__TASK TO CARRY OUT__
Determine the number of lines in the listing below where the string "null" occurs; answer with the number alone.

__DATA__

PR #761, opened 2024-12-02
Fix exception when closing a position of > 100% margin usage

ruixhuang:
Also adding tracking code to log client-side exceptions like this.

### DIFF
--- a/src/commonMain/kotlin/exchange.dydx.abacus/calculator/V2/TradeInput/TradeInputMarketOrderCalculator.kt
+++ b/src/commonMain/kotlin/exchange.dydx.abacus/calculator/V2/TradeInput/TradeInputMarketOrderCalculator.kt
@@ -109,7 +109,12 @@ internal class TradeInputMarketOrderCalculator() {
         val tradeSize = trade.size
         val freeCollateral = subaccount?.calculated?.get(CalculationPeriod.current)?.freeCollateral
 
-        if (tradeSize != null && tradeSide != null && freeCollateral != null && freeCollateral > Numeric.double.ZERO) {
+        val freeCollateralCondition = if (trade.reduceOnly) {
+            true
+        } else {
+            freeCollateral != null && freeCollateral > Numeric.double.ZERO
+        }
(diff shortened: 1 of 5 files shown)


src/commonMain/kotlin/exchange.dydx.abacus/calculator/V2/TradeInput/TradeInputMarketOrderCalculator.kt
```diff
@@ -109,7 +109,12 @@ internal class TradeInputMarketOrderCalculator() {
         val tradeSize = trade.size
         val freeCollateral = subaccount?.calculated?.get(CalculationPeriod.current)?.freeCollateral
 
-        if (tradeSize != null && tradeSide != null && freeCollateral != null && freeCollateral > Numeric.double.ZERO) {
+        val freeCollateralCondition = if (trade.reduceOnly) {
```
ruixhuang, line 112: Don't need to check freeCollateral > 0 if the trade is reduceOnly.

src/commonMain/kotlin/exchange.dydx.abacus/state/v2/manager/AsyncAbacusStateManagerV2.kt
```diff
@@ -506,50 +508,111 @@ class AsyncAbacusStateManagerV2(
     }
 
     override fun placeOrderPayload(): HumanReadablePlaceOrderPayload? {
-        return adaptor?.placeOrderPayload()
+        try {
+            return adaptor?.placeOrderPayload()
+        } catch (e: Exception) {
+            val error = V4TransactionErrors.error(null, e.toString())
+            trackTransactionError("placeOrderPayload", error)
+            throw e
```
ruixhuang, line 516: All those "..Payload" functions are called by the web FE.. I think web code catches the exception to display the error. 

Here we just catch the exception for logging and re-throw it.

jaredvu (approved):
Nice. I think web might also be logging these errors as well. will see if this ends up in duplicate logs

__TASK RESPONSE__
4